PR #9975, opened 2021-07-30
Enable anisotropic filtering when the game requests it

Pokechu22:
This PR implements the `TexMode0.max_aniso` field.  For now this is just a test to see what games actually use it on fifoci, since I'm not sure I've actually implemented it properly.


JMC47:
Is this actually accurate?  If so it shows some pretty crazy improvements at 1x IR.

Pokechu22:
Yes, I just now hardware-tested it.

Screenshot 2021-08-01 21-11-31
Screenshot 2021-08-01 21-21-14
Screenshot 2021-08-01 21-29-48
Screenshot 2021-08-01 21-37-16

For testing purposes, I also checked what happened when anisotropic filtering is disabled by editing the fifolog, which is equivalent to what you get in Dolphin currently.  Note that I only one object in most cases (e.g. I changed the railings in F-zero, but not the road itself):

Screenshot 2021-08-01 21-15-46
Screenshot 2021-08-01 21-22-37
Screenshot 2021-08-01 21-30-45
Screenshot 2021-08-01 21-38-25

<details><summary>Changes (for reference)</summary>

Pokemon 29b2a / obj 139 change to 61800000d5
F-Zero 58f7 / obj 22 change to 618101c0d4
Tony Hawk / obj 358 / 4f3da in obj 357 change to 61800000d5
TSP3 / obj 70 / 14d7f and obj 19 / 73d8 change to 61800000d5
TSP3 also has broken rendering unless I disable geometry for all objects, and then enable it for obj 71 and 20 (old numbering scheme where geometry data is at the start of the object).
</details>

One other thing to note is that there is _no_ difference on Mesa, probably because Mesa doesn't implement anisotropic filtering.

JMC47:
@dolphin-emu-bot rebuild

AdmiralCurtiss:
Would it be possible to revive this? This came up on Discord recently and I think it would be great to actually implement correctly.

Pokechu22:
The main problem with this PR (if I recall correctly) is that it doesn't interact nicely with dolphin's anisotropic options; if dolphin's one is in use then that overrides the game's settings, but there isn't a way to override it to always disable it. There's a side issue of using anisotropic filtering without linear filtering, which I believe I determined _does_ work/do something on real hardware (at least it pushes mipmaps further out), but apparently doesn't work super well on most modern GPUs.

I was also working on this at the same time as manual texture sampling (#9956), and was somewhat looking into how anisotropic filtering worked on real hardware for that. I never ended up implementing anisotropic filtering with manual texture sampling, though.

AdmiralCurtiss:
If it's just a config problem then we should just figure that out, because it does improve quality quite a bit under 'native' rendering settings.

jordan-woyak:
Okay, it sounds like the main blocker is the inability to explicitly disable anisotropic filtering?
"Default" used to mean "Disabled" but now "Default" means "Do what the game wants".

Should I implement that to get this PR merged?

1. Do we really need a "Disabled" state? I might argue, no.
I guess the value in the ini file should be `-1`? (`0` is currently for "Default")

2. Is there a reason the Anisotropic and MinMag settings are combined into one combobox?
I'll probably change it to a combobox for Anisotropic: default,2x,4x,8x,16x,disabled
And another combobox for the MinMag filter: default,nearest,linear

Or, again, do we really need to expose a "Disabled" state?

Pokechu22:
> Do we really need a "Disabled" state? I might argue, no.

It's mostly for users who have particularly weak devices; no game seems to truly depend on having anisotropic filtering, so forcing users to use it if the game would do it on real hardware seems unnecessary.

>  I guess the value in the ini file should be -1? (0 is currently for "Default")

That's probably fine, though it depends on what older versions of Dolphin would do with that value (and if it'd cause crashes on if we passed that to graphics backends)

> Is there a reason the Anisotropic and MinMag settings are combined into one combobox?
> I'll probably change it to a combobox for Anisotropic: default,2x,4x,8x,16x,disabled
> And another combobox for the MinMag filter: default,nearest,linear

See #11276; we couldn't come up to a consensus about how it should be done. Note that anisotropic filtering and forcing nearest produces weird, implementation-defined results (but it can technically be done).

jordan-woyak:
Closing since #13368 was merged. Thanks.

Work required:
Beginning at the line with "Screenshot 2021-08-01 21-21-14" and stopping after the line with "Screenshot 2021-08-01 21-15-46", please write out every line of the data above exactly and nothing else.

Task response:
Screenshot 2021-08-01 21-21-14
Screenshot 2021-08-01 21-29-48
Screenshot 2021-08-01 21-37-16

For testing purposes, I also checked what happened when anisotropic filtering is disabled by editing the fifolog, which is equivalent to what you get in Dolphin currently.  Note that I only one object in most cases (e.g. I changed the railings in F-zero, but not the road itself):

Screenshot 2021-08-01 21-15-46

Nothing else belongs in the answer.